In our last post we looked at the performance of Spark vs hand-written C code for a single query, Q6, from the standard TPC-H benchmark. We saw that Flare is able to accelerate the Spark query by a factor of 20x, to exactly the same performance as the hand-written C program.
In this post, without further ado, we present results for the full TPC-H suite of 22 queries. We are again interested in single core performance, mainly to gauge the inherent overheads in Spark, which Flare reduces by a large margin.
Why single-core? Quoting Paul Barham via Frank McSherry: “You can have a second computer once you’ve shown you know how to use the first one”. Premature scale-out has immediate drawbacks in terms of higher datacenter and operating costs, and inefficient use of energy may have consequences as far-reaching as contributing to global warning.
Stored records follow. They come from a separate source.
Issue #870, opened 2023-12-19
Consider casting to float32 by default in TableVectorizer


GaelVaroquaux:
### Problem Description

Using float64 instead of float32 typically incurs compute and memory loads, and users do not have this in mind.

### Feature Description

We should add an option to the TableVectorizer to output float32. We should consider whether this is the default.

### Alternative Solutions

N/A

### Additional Context

N/A

jeromedockes:
that also applies (maybe even more) to encoders, for example MinHash outputs float64

GaelVaroquaux:
> that also applies (maybe even more) to encoders, for example MinHash outputs float64

Absolutely! Thanks for raising this. Maybe we should start there

PR #888, opened 2024-02-14
Add dataframe dispatch

jeromedockes:
The goal of this PR is to make it easy to support both polars and pandas in skrub.

To make a function compatible with both polars and pandas, we use the `dispatch`
decorator. The function then has an attribute `specialize` which we can use to
register implementations for polars or for pandas (or for other backends we may
add in the future).

Compared to the current approach of having a `_pandas` and a `_polars` module and a function `_get_df_namespace` which returns the module
corresponding to a dataframe, this has several advantages:

- the callers don't need to know whether a function is explicitly dispatched or
  not in order to know where to import it from and how to call it. This allows
  to change how a function is implemented (eg introduce the dataframe API)
  without changing all call sites.
- specializations may be defined in any skrub module, so all skrub modules are
  not forced to put their helpers that need to be dispatched in the `_pandas`
  and `_polars` modules. Functions can be grouped by functionality (as usual)
  rather than by backend.
- a function and its specializations can be found next to each other.

```
>>> import pandas as pd

>>> from skrub._dispatch import dispatch
>>> @dispatch
... def drop_nulls(column):
...     raise NotImplementedError()

We can now register specializations for pandas and polars

>>> @drop_nulls.specialize("pandas")
... def _drop_nulls_pandas(column):
...     return column.dropna()


>>> @drop_nulls.specialize("polars")
... def _drop_nulls_polars(column):
...     return column.drop_nulls()


>>> df = pd.DataFrame(dict(A=[0, 1, None, 3]))
>>> df
     A
0  0.0
1  1.0
2  NaN
3  3.0
>>> drop_nulls(df)
     A
0  0.0
1  1.0
3  3.0
>>> import polars as pl
>>> polars_df = pl.from_pandas(df)
>>> polars_df
shape: (4, 1)
┌──────┐
│ A    │
│ ---  │
│ f64  │
╞══════╡
│ 0.0  │
│ 1.0  │
│ null │
│ 3.0  │
└──────┘
>>> drop_nulls(polars_df)
shape: (3, 1)
┌─────┐
│ A   │
│ --- │
│ f64 │
╞═════╡
│ 0.0 │
│ 1.0 │
│ 3.0 │
└─────┘

It is also possible to define a specialization specifically for dataframes or
for series.

>>> @dispatch
... def f(obj):
...     pass

>>> @f.specialize("pandas", "DataFrame")
... def _(df):
...     print("DataFrame")

>>> @f.specialize("pandas", "Column")
... def _(df):
...     print("Column")

>>> f(pd.DataFrame())
DataFrame
>>> f(pd.Series([0]))
Column

```

### DIFF
--- a/skrub/_dataframe/_common.py
+++ b/skrub/_dataframe/_common.py
@@ -242,26 +242,30 @@ def _make_column_like_polars(column, values, name):
 
 
 @dispatch
-def all_null_like(column, length=None, dtype=None):
+def all_null_like(column, length=None, dtype=None, name=None):
     raise NotImplementedError()
 
 
 @all_null_like.specialize("pandas")
-def _all_null_like_pandas(column, length=None, dtype=None):
+def _all_null_like_pandas(column, length=None, dtype=None, name=None):
     if length is None:
         length = len(column)
     if dtype is None:
         dtype = column.dtype
-    return pd.Series(dtype=dtype, index=column.index)
+    if name is None:
+        name = column.name
+    return pd.Series(dtype=dtype, index=column.index, name=name)
 
 
 @all_null_like.specialize("polars")
-def _all_null_like_polars(column, length=None, dtype=None):
+def _all_null_like_polars(column, length=None, dtype=None, name=None):
     if length is None:
         length = len(column)
     if dtype is None:
         dtype = column.dtype
-    return pl.Series([None] * length, dtype=dtype)
+    if name is None:
+        name = column.name
+    return pl.Series(name, [None] * length, dtype=dtype)
 
 
 @dispatch
@@ -669,7 +673,7 @@ def is_null(column):
 
 @is_null.specialize("pandas")
 def _is_null_pandas(column):
-    return column.isna()
+    return rename(column.isna(), name(column))
 
 
 @is_null.specialize("polars")
--- a/skrub/_dataframe/_common.py
+++ b/skrub/_dataframe/_common.py
@@ -560,8 +560,6 @@ def is_object(column):
 
 @is_object.specialize("pandas")
 def _is_object_pandas(column):
-    if pandas.api.types.is_string_dtype(column):
-        return False
     return pandas.api.types.is_object_dtype(column)
 
 
@@ -605,7 +603,10 @@ def _to_datetime_pandas(column, format, strict=True):
 def _to_datetime_polars(column, format, strict=True):
     if _is_anydate_polars(column):
         return column
-    return column.str.to_datetime(format=format, strict=strict)
+    try:
+        return column.str.to_datetime(format=format, strict=strict)
+    except pl.ComputeError as e:
+        raise ValueError("Failed to convert to datetime") from e
 
 
 @dispatch
--- a/skrub/_dataframe/_common.py
+++ b/skrub/_dataframe/_common.py
@@ -1,8 +1,6 @@
-try:
-    import pandas as pd
-    import pandas.api.types
-except ImportError:
-    pass
+import pandas as pd
+import pandas.api.types
+
 try:
     import polars as pl
 except ImportError:
--- a/skrub/_dataframe/_common.py
+++ b/skrub/_dataframe/_common.py
@@ -464,15 +464,15 @@ def is_numeric(column):
 
 @is_numeric.specialize("pandas")
 def _is_numeric_pandas(column):
-    # polars and pandas disagree about whether Booleans are numbers
-    return pandas.api.types.is_numeric_dtype(
+    return pandas.api.types.is_numeric_dtype(column) or pandas.api.types.is_bool_dtype(
         column
-    ) and not pandas.api.types.is_bool_dtype(column)
+    )
 
 
 @is_numeric.specialize("polars")
 def _is_numeric_polars(column):
-    return column.dtype.is_numeric()
+    # polars and pandas disagree about whether Booleans are numbers
+    return column.dtype.is_numeric() or column.dtype == pl.Boolean
 
 
 @dispatch
--- a/skrub/_dataframe/_common.py
+++ b/skrub/_dataframe/_common.py
@@ -1,0 +1,737 @@
+try:
+    import pandas as pd
+    import pandas.api.types
+except ImportError:
+    pass
+try:
+    import polars as pl
+except ImportError:
+    pass
+
+from .._dispatch import dispatch
+
+__all__ = [
+    "skrub_namespace",
+    "dataframe_module_name",
+    "is_pandas",
+    "to_pandas",
+    "is_polars",
+    "shape",
+    "is_dataframe",
+    "is_lazyframe",
+    "is_column",
+    "col",
+    "to_array",
+    "pandas_convert_dtypes",
+    "column_names",
+    "name",
+    "rename",
+    "column_like",
+    "all_null_like",
+    "dataframe_from_columns",
+    "dataframe_from_dict",
+    "dataframe_like",
+    "concat_horizontal",
+    "to_column_list",
+    "is_in",
+    "is_null",
+    "drop_nulls",
+    "n_unique",
+    "is_bool",
+    "is_numeric",
+    "to_numeric",
+    "to_float32",
+    "is_string",
+    "is_object",
+    "is_anydate",
+    "set_column_names",
+    "collect",
+    "is_categorical",
+    "to_categorical",
+    "to_datetime",
+    "unique",
+    "dtype",
+    "cast",
+    "where",
+    "sample",
+    "replace",
+    "replace_regex",
+]
+
+
+# TODO: skrub_namespace is temporary; all code in those modules should be moved
+# here or in the corresponding skrub modules and use the dispatch mechanism.
+@dispatch
+def skrub_namespace(obj):
+    raise NotImplementedError()
+
+
+@skrub_namespace.specialize("pandas")
+def _skrub_namespace_pandas(obj):
+    from . import _pandas
+
+    return _pandas
+
+
+@skrub_namespace.specialize("polars")
+def _skrub_namespace_polars(obj):
+    from . import _polars
+
+    return _polars
+
+
+@dispatch
+def dataframe_module_name(obj):
+    return None
+
+
+@dataframe_module_name.specialize("pandas")
+def _dataframe_module_name_pandas(obj):
+    return "pandas"
+
+
+@dataframe_module_name.specialize("polars")
+def _dataframe_module_name_polars(obj):
+    return "polars"
+
+
+def is_pandas(obj):
+    return dataframe_module_name(obj) == "pandas"
+
+
+@dispatch
+def to_pandas(obj):
+    raise NotImplementedError()
+
+
+@to_pandas.specialize("pandas")
+def _to_pandas_pandas(obj):
+    return obj
+
+
+@to_pandas.specialize("polars")
+def _to_pandas_polars(obj):
+    return obj.to_pandas()
+
+
+def is_polars(obj):
+    return dataframe_module_name(obj) == "polars"
+
+
+@dispatch
+def is_dataframe(obj):
+    return False
+
+
+@is_dataframe.specialize("pandas", "DataFrame")
+def _is_dataframe_pandas(obj):
+    return True
+
+
+@is_dataframe.specialize("polars", ["DataFrame", "LazyFrame"])
+def _is_dataframe_polars(obj):
+    return True
+
+
+@dispatch
+def is_column(obj):
+    return False
+
+
+@is_column.specialize("pandas", "Column")
+def _is_column_pandas(obj):
+    return True
+
+
+@is_column.specialize("polars", "Column")
+def _is_column_polars(obj):
+    return True
+
+
+@dispatch
+def to_array(obj):
+    raise NotImplementedError()
+
+
+@to_array.specialize("pandas")
+def _to_array_pandas(obj):
+    return obj.to_numpy()
+
+
+@to_array.specialize("polars")
+def _to_array_polars(obj):
+    return obj.to_numpy()
+
+
+@dispatch
+def pandas_convert_dtypes(obj):
+    return obj
+
+
+@pandas_convert_dtypes.specialize("pandas")
+def _pandas_convert_dtypes_pandas(obj):
+    return obj.convert_dtypes()
+
+
+@dispatch
+def col(df, col_name):
+    raise NotImplementedError()
+
+
+@col.specialize("pandas")
+def _col_pandas(df, col_name):
+    return df[col_name]
+
+
+@col.specialize("polars")
+def _col_polars(df, col_name):
+    return df[col_name]
+
+
+@dispatch
+def column_names(df):
+    raise NotImplementedError()
+
+
+@column_names.specialize("pandas")
+def _column_names_pandas(df):
+    return list(df.columns.values)
+
+
+@column_names.specialize("polars")
+def _column_names_polars(df):
+    return df.columns
+
+
+@dispatch
+def name(col):
+    raise NotImplementedError()
+
+
+@name.specialize("pandas")
+def _name_pandas(col):
+    return col.name
+
+
+@name.specialize("polars")
+def _name_polars(col):
+    return col.name
+
+
+@dispatch
+def rename(col, new_name):
+    raise NotImplementedError()
+
+
+@rename.specialize("pandas")
+def _rename_pandas(col, new_name):
+    return col.rename(new_name)
+
+
+@rename.specialize("polars")
+def _rename_polars(col, new_name):
+    return col.rename(new_name)
+
+
+@dispatch
+def column_like(column, values, name):
+    return NotImplementedError()
+
+
+@column_like.specialize("pandas")
+def _column_like_pandas(column, values, name):
+    return pd.Series(values, name=name)
+
+
+@column_like.specialize("polars")
+def _column_like_polars(column, values, name):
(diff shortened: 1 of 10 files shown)


MarcoGorelli:
hey - so, in https://github.com/skrub-data/skrub/pull/786#issuecomment-1944232537 I was asked for my thoughts on this

first reaction to the dispatch mechanism - well done! this looks broadly useful, beyond skrub, perhaps it could be its own separate package? a lot of libraries are now trying to support both pandas and polars and so a community of people interested in being able to reuse code may well arise?

jeromedockes:
> first reaction to the dispatch mechanism - well done! this looks broadly useful, beyond skrub, perhaps it could be its own separate package? a lot of libraries are now trying to support both pandas and polars and so a community of people interested in being able to reuse code may well arise?

Thanks a lot for having a look! Your suggestion makes a lot of sense, but then I wonder if the scope would overlap with the dataframe-api-compat package... I guess we could start using the dispatch internally in skrub and see how it plays out in practice. And then, if we find it convenient to work with, consider moving it out?

MarcoGorelli:
I'm tempted to repurpose what I'd worked on as a `polars-api-compat`, so you can write pandas/polars/cudf/modin-agnostic code with a subset of the Polars API. Maybe this would be useful to you? If we don't make any claims about trying to be make a Standard or anything like that, but _just_ compatibility with the Polars API, then I don't think we wouldn't step on each others feet

So then, you could write something like
```python
def my_agnostic_function(df):
    dfx, plx = polars_api_compat.convert(df, api_version="0.20")

    # use some stable subset of Polars API, with `plx` as namespace
    result = (
        dfx.filter(plx.col("l_shipdate") <= var_1)
        .group_by("l_returnflag", "l_linestatus")
        .agg(
            plx.sum("l_quantity").alias("sum_qty"),
            plx.sum("l_extendedprice").alias("sum_base_price"),
            (plx.col("l_extendedprice") * (1 - plx.col("l_discount")))
            .sum()
            .alias("sum_disc_price"),
            (
                plx.col("l_extendedprice")
                * (1.0 - plx.col("l_discount"))
                * (1.0 + plx.col("l_tax"))
            )
            .sum()
            .alias("sum_charge"),
            plx.mean("l_quantity").alias("avg_qty"),
            plx.mean("l_extendedprice").alias("avg_price"),
            plx.mean("l_discount").alias("avg_disc"),
            plx.len().alias("count_order"),
        )
        .sort("l_returnflag", "l_linestatus")
    ).collect()

    # return result in original dataframe class
    return result.dataframe


my_agnostic_function(pandas.read_parquet("lineitem.parquet"))  # works, returns pandas dataframe
my_agnostic_function(polars.scan_parquet("lineitem.parquet"))  # works, returns polars dataframe
```

>  I guess we could start using the dispatch internally in skrub and see how it plays out in practice. And then, if we find it convenient to work with, consider moving it out?

agree - start with getting something working, add tests, and then consider generalising 👍

jeromedockes:
I think that would be very useful, yes. Indeed a compatibility layer for a couple or a few packages might be achievable faster than a more general standard

machow:
Hey! @MarcoGorelli pointed me here. I've been working on solutions this problem, and documented in a tool called [databackend](https://github.com/machow/databackend). It supports python singledispatch, without requiring the underlying library being dispatched on.

I've been working on how to get good type hints, and think there's a pretty good solution (see [this comment in this plum issue](https://github.com/beartype/plum/issues/89#issuecomment-1659458725)).

Happy to work more on this, but wanted to drop what I've got on this type of problem!

jeromedockes:
Thanks for sharing this, @machow! I guess if we look at it from a distance we landed on somewhat similar solutions, with a decorator for defining generic functions and registering single dispatch implementations without needing to import the actual types, + a private module of generic helper functions defined with this dispatch mechanism. The `ABC` approach you use in `databackend` has the advantage of allowing explicit `isinstance` checks as an alternative to calling generic functions, and allows registering implementations by providing type hints rather than an argument to the decorator.

jeromedockes:
In the short term for skrub, I suggest we move forward with the `dispatch` decorator and the few helper functions introduced in this PR and see how far that takes us. As this is an internal implementation detail, it should be easy to swap (or complement) this approach with a more complete external library of backend-agnostic dataframe functions in the future, whether it relies on generic functions / dispatch or on the dataframe_api_compat / polars_api_compat way of getting to the concrete function definitions

skrub/_dispatch.py
```diff
@@ -0,0 +1,194 @@
...
+attribute that can be used to register implementations.
+
+>>> from skrub._dispatch import dispatch
+
+>>> @dispatch
+... def my_function(df, other_arg=1.0):
+...     # here we can either provide a default implementation or:
+...     raise NotImplementedError()
+
+my_function now has a ``specialize`` attribute we can use to register
```
glemaitre, line 30:
```suggestion
``my_function`` now has a ``specialize`` attribute we can use to register
```

skrub/_dispatch.py
```diff
@@ -0,0 +1,194 @@
...
+implementations:
+
+>>> @my_function.specialize("pandas")
+... def _my_function_pandas(df, other_arg=1.0):
+...     print("calling pandas implementation")
+
+The name ``_my_function_pandas`` is arbitrary, we could use anything such as
+``_`` (unless we want to be able to call the specialized implementation
+directly, eg for testing).
```
glemaitre, line 39:
```suggestion
directly, e.g. for testing).
```

MarcoGorelli:
Totally agree! If you start with this and get it working, then it's going to be a lot easier for me to take a step back and ask "what's skrub doing, and what can we abstract into an easily vendorable reusable solution?"

skrub/_dispatch.py
```diff
@@ -0,0 +1,194 @@
...
+...     import skrub._dataframe as ns
+...     ns.shape(df)
+
+
+We can inspect which implementations were registered in ``my_function.registry``.
+
+It is also possible to register a specialization specifically for dataframes or
+for columns:
+
+>>> @my_function.specialize("pandas", "Column")
```
glemaitre, line 96: At a first glance, I would prefer to enforce keyword, if you further specialization:

```python
@my_function.specialize(lib="pandas", container="dataframes")
```

skrub/_dispatch.py
```diff
@@ -0,0 +1,194 @@
...
+>>> my_function(pd.DataFrame())
+Any pandas (Series or DataFrame)
+
+Importantly, single dispatch is done based on the type of the
+**first argument**. This means our generic function should be written in such a way
+that the first argument is the dataframe or column that will determine which
+implementation to use. For example the following would not work:
+
+>>> @dispatch
+... def sample(n_rows, df):
```
glemaitre, line 125: I assume that we could raise if the first argument does not live in the namespace of the library or something like that.

skrub/_dispatch.py
```diff
@@ -0,0 +1,194 @@
...
+        return {
+            "module": polars,
+            "types": {
+                "DataFrame": [polars.DataFrame, polars.LazyFrame],
+                "LazyFrame": [polars.LazyFrame],
+                "EagerFrame": [polars.DataFrame],
+                "Column": [polars.Series],
+            },
+        }
+    raise KeyError(f"Unknown module: {name}")
```
glemaitre, line 162: We should probably raise an error with the available backend.

skrub/_dispatch.py
```diff
@@ -0,0 +1,194 @@
...
+... def sample(df, n_rows):
+...     ...
+"""
+
+from functools import singledispatch
+
+
+def _load_dataframe_module_info(name):
+    # if the module is not installed, import errors are propagated
+    if name == "pandas":
```
glemaitre, line 140: I'm wondering if this is an overkill for now, but I would register the supported version into a `dict`-like class. This might be one step closer to register another backend a just write the specialize version.

skrub/_dispatch.py
```diff
@@ -0,0 +1,194 @@
...
+
+def dispatch(function):
+    dispatched = singledispatch(function)
+
+    def specialize(module_name, generic_type_names=None):
+        try:
+            module_info = _load_dataframe_module_info(module_name)
+        except (ImportError, KeyError):
+
+            def decorator(specialized_impl):
```
glemaitre, line 173: I think this worth a comment here. If I'm not wrong this is falling back the generic implementation but we call this `specialized_impl` even in this case.

skrub/_dispatch.py
glemaitre: (Maybe going towards over-engineering): We could something similar to scikit-learn with the `set_output` (https://github.com/scikit-learn/scikit-learn/blob/main/sklearn/utils/_set_output.py) by creating a manager: https://github.com/scikit-learn/scikit-learn/blob/main/sklearn/utils/_set_output.py#L183-L197

How it looks like, we return a dictionary for the moment, so it means that we don't really need a protocol, but we could use a dataclass instead.

skrub/_dispatch.py
```diff
@@ -0,0 +1,194 @@
...
+
+def _load_dataframe_module_info(name):
+    # if the module is not installed, import errors are propagated
+    if name == "pandas":
+        import pandas
+
+        return {
+            "module": pandas,
+            "types": {
+                "DataFrame": [pandas.DataFrame],
```
glemaitre, line 146: I would tend to have tuples instead of something mutable

skrub/_dispatch.py
```diff
@@ -0,0 +1,194 @@
...
+
+            def decorator(specialized_impl):
+                return specialized_impl
+
+            return decorator
+
+        if generic_type_names is None:
+            generic_type_names = list(module_info["types"].keys())
+        if isinstance(generic_type_names, str):
+            generic_type_names = [generic_type_names]
```
glemaitre, line 181: a tuple as well

skrub/tests/_test_dispatch.py
```diff
@@ -0,0 +1,40 @@
+import pytest
```
glemaitre, line 1: is there a reason to start the name of the file by `_`?

glemaitre: Is the file going to be discovered automatically by `pytest`?

glemaitre (commented):
A couple of thoughts regarding the dispatcher.

GaelVaroquaux:
> Totally agree! If you start with this and get it working, then it's going to be a lot easier for me to take a step back and ask "what's skrub doing, and what can we abstract into an easily vendorable reusable solution?"

That's exactly what I hope will happen: we demonstrate something that works for us on a couple of dataframe models, and we call the community to see how it can abstract away and bring in new dataframe models.

By the way, London is not very far from Paris, if/when we organize a sprint, we'll ping you :)

skrub/_dataframe/tests/test_common.py
```diff
@@ -0,0 +1,147 @@
...
+
+from skrub._dataframe import _common as ns
+
+#
+# Inspecting containers' type and module
+# ======================================
+#
+
+
+def test_skrub_namespace(df_module):
```
glemaitre, line 13: I think that it would be worth to provide the location in a module docstring of this feature.

skrub/_dispatch.py
jeromedockes: the only function that access this dict is the `dispatch` function itself so it's relatively easy to make sure it doesn't modify the dict

skrub/_dispatch.py
jeromedockes: Here `specialized_impl` is the specialized implementation , eg `_drop_nulls_polars`. If polars isn't installed, we just return the function without registering it: we have no way of registering it and it would never get called anyway. so `_drop_nulls_polars` will exist in the module, but it will not appear in the generic function's registry, and it will never be called. If polars _is_ installed, we register it first but we also return the unmodified function afterwards

skrub/tests/_test_dispatch.py
jeromedockes: no reason, that's a typo :)

skrub/_dispatch.py
jeromedockes: also, the first one (the lib) is not optional but required


btw don't hesitate to suggest a different syntax if you have ideas eg we could have something like

```
@my_function.polars
def _(df):
   ...

@my_other_function.polars("DataFrame")
def _(df):
    ...

# or

@my_other_function.polars_dataframe
def _(df):
    ...
```

to type even less

glemaitre: > What would you think of making the first argument kwarg or positional and the second one kwarg-only?

Actually it was exactly what I thought.

skrub/_dispatch.py
glemaitre: > do you mean to allow dynamically registering backends?

Yes it was what I meant. But as I said, probably some over-engineering for the moment. Maybe using a `dataclass` instead of dict could be better to express what we those should return.

skrub/_dispatch.py
glemaitre: > dict that contains it is mutable too

It is where I was thinking of a dataclass indeed.

glemaitre: > the only function that access this dict is the dispatch function itself so it's relatively easy to make sure it doesn't modify the dict

Yep I'm not to worry about being modified. But having an immutable show to the reader that this is not supposed to be modified.

skrub/_dataframe/tests/test_common.py
glemaitre: > you mean state in test_common.__doc__ that df_module is a pytest fixture defined in conftest.py?

Just on the top of the file, adding a multiline docstring with the info that you mentioned. "module docstring" was a bit vague.

skrub/_dispatch.py
glemaitre: yes, it was what I had in mind.

skrub/_dataframe/_common.py
```diff
@@ -0,0 +1,780 @@
...
+
+
+@dispatch
+def is_numeric(column):
+    raise NotImplementedError()
+
+
+@is_numeric.specialize("pandas")
+def _is_numeric_pandas(column):
+    # polars and pandas disagree about whether Booleans are numbers
```
jeromedockes, line 467: here which should we pick for `is_numeric(Boolean)` ? pandas says yes, polars says no.
for example in the TableVectorizer do we want to apply the `numeric_transformer` to boolean columns?

for example, in a situation where the numeric transformer is simple cast to float32 and then we pass the output of the TableVectorizer to a scikit-learn estimators I think it would make sense to do the same thing for boolean columns

GaelVaroquaux:
> here which should we pick for is_numeric(Boolean) ? pandas says yes, polars says no.

Good catch!

> for example in the TableVectorizer do we want to apply the numeric_transformer to boolean columns?

I think for us boolean can be considered as numerical.

GaelVaroquaux:
> Would it not be more judicious to consider them as categorical data and encode with 1/0. If is_numeric means that we are going to apply the numerical transformer, I can foresee some use case that we saw in scikit-learn where you scale is really tiny and the division lead to numerical instability for the later solver of the ML model.

OK, point taken. I agree

jeromedockes:
> Would it not be more judicious to consider them as categorical data

so does this mean `is_categorical` should return `True` for bool columns?

and in the tablevectorizer we could always special-case bool columns and just cast them to float or something like that

GaelVaroquaux:
> and in the tablevectorizer we could always special-case bool columns and just cast them to float or something like that

I think that this would be nice

jeromedockes:
as this is an internal addition (and is not used yet to add polars support in any of the skrub estimators) I don't think it needs a whatsnew entry

apart from that @glemaitre you can have another look

glemaitre:
> should to_numeric output float32 by default?

You would tend to say no but there is maybe a consideration to have here. Are pandas and polars behaving the same?

jeromedockes:
> You would tend to say no but there is maybe a consideration to have here. Are pandas and polars behaving the same?

it depends on the input; when converting strings they output int64 or float64

glemaitre:
I just found this issue: https://github.com/skrub-data/skrub/issues/870

If we want to go this way then, we can make `np.float32` the primary data type.

glemaitre (approved):
LGTM.

glemaitre:
@GaelVaroquaux do you want to have a final look or we are good to merge as-is?

GaelVaroquaux:
> Merged [1]#888 into main.

Whoohoo! Congratulations!

MarcoGorelli:
Hey all - just wanted to raise that I'll likely be getting 3 months' funding to work on [Narwhals](https://github.com/MarcoGorelli/narwhals) with 2 interns 🥳 

If this would be useful to you and there's anything you'd like to see in it, please do give me a shout - anything that'd be useful to open source projects is considered in-scope (so long as it's already in Polars and easy-enough to do in pandas). The current API reference is here: https://marcogorelli.github.io/narwhals/api-reference/. I think it covers most of what you have here?

I hope I'm not coming across as trying to "force" Narhwals onto you, I'm just raising this issue in case it may help you reduce your cross-dataframe maintenance and focus on skrub's main mission

---

> By the way, London is not very far from Paris, if/when we organize a sprint, we'll ping you :)

I hope to be able to make it to PyData Paris, hopefully we can meet there!

jeromedockes:
Thanks for letting us know @MarcoGorelli ! that's great news. Indeed it seems to cover most of the subset of polars API we might need and we should definitely consider relying on it if/when the small set of private skrub functions we've added is not enough, maintaining it becomes a burden, using module-level functions becomes annoying and we want methods of generic dataframe objects as offered by narwhals, or we want to use something that exactly matches the polars API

All numbers below are in milliseconds (ms), measured on a single core, after pre-loading the data into memory. We show results first for the SF1 dataset (1 GB), then for SF10 (10 GB).
| SF1 | Q1 | Q2 | Q3 | Q4 | Q5 | Q6 | Q7 | Q8 | Q9 | Q10 | Q11 | Q12 | Q13 | Q14 | Q15 | Q16 | Q17 | Q18 | Q19 | Q20 | Q21 | Q22 |
|---|---|---|---|---|---|---|---|---|---|---|---|---|---|---|---|---|---|---|---|---|---|---|
| PostgreSQL | 24289 | 680 | 3422 | 833 | 1163 | 2534 | 1725 | 2599 | 6030 | 3433 | 672 | 3932 | 2362 | 2445 | 2416 | 1353 | 11712 | 8916 | 3121 | 6580 | 4071 | 1163 |
| Spark SQL | 3539 | 10640 | 7803 | 5433 | 35243 | 675 | 10756 | 4473 | 24171 | 18222 | 8355 | 4621 | 6102 | 905 | 3744 | 16534 | 5099 | 7031 | 2458 | 7451 | 21903 | 3911 |
| Flare | 42 | 16 | 63 | 52 | 51 | 19 | 59 | 98 | 251 | 142 | 12 | 93 | 225 | 29 | 32 | 174 | 1042 | 89 | 433 | 78 | 280 | 62 |
| SF10 | Q1 | Q2 | Q3 | Q4 | Q5 | Q6 | Q7 | Q8 | Q9 | Q10 | Q11 | Q12 | Q13 | Q14 | Q15 | Q16 | Q17 | Q18 | Q19 | Q20 | Q21 | Q22 |
|---|---|---|---|---|---|---|---|---|---|---|---|---|---|---|---|---|---|---|---|---|---|---|
| PostgreSQL | 241404 | 6649 | 33721 | 7936 | 30043 | 23358 | 32501 | 29759 | 64224 | 33145 | 7093 | 37880 | 31242 | 22058 | 23133 | 13232 | 155449 | 90949 | 29452 | 65541 | 299178 | 11703 |
| Spark SQL | 22487 | 29387 | 66502 | 30168 | 2554893 | 8463 | 51715 | 91718 | 175146 | 60688 | 26560 | 25701 | 39432 | 10942 | 21552 | 31349 | 109502 | 81018 | 16384 | 38774 | 95982 | 85351 |
| Flare | 616 | 166 | 723 | 638 | 744 | 285 | 846 | 1053 | 2963 | 1856 | 73 | 999 | 3620 | 355 | 486 | 1549 | 2928 | 1473 | 4967 | 1012 | 6679 | 887 |
We can see that Flare exhibits large speedups, not only compared to plain Spark, but also to widely used relational database systems like PostgreSQL.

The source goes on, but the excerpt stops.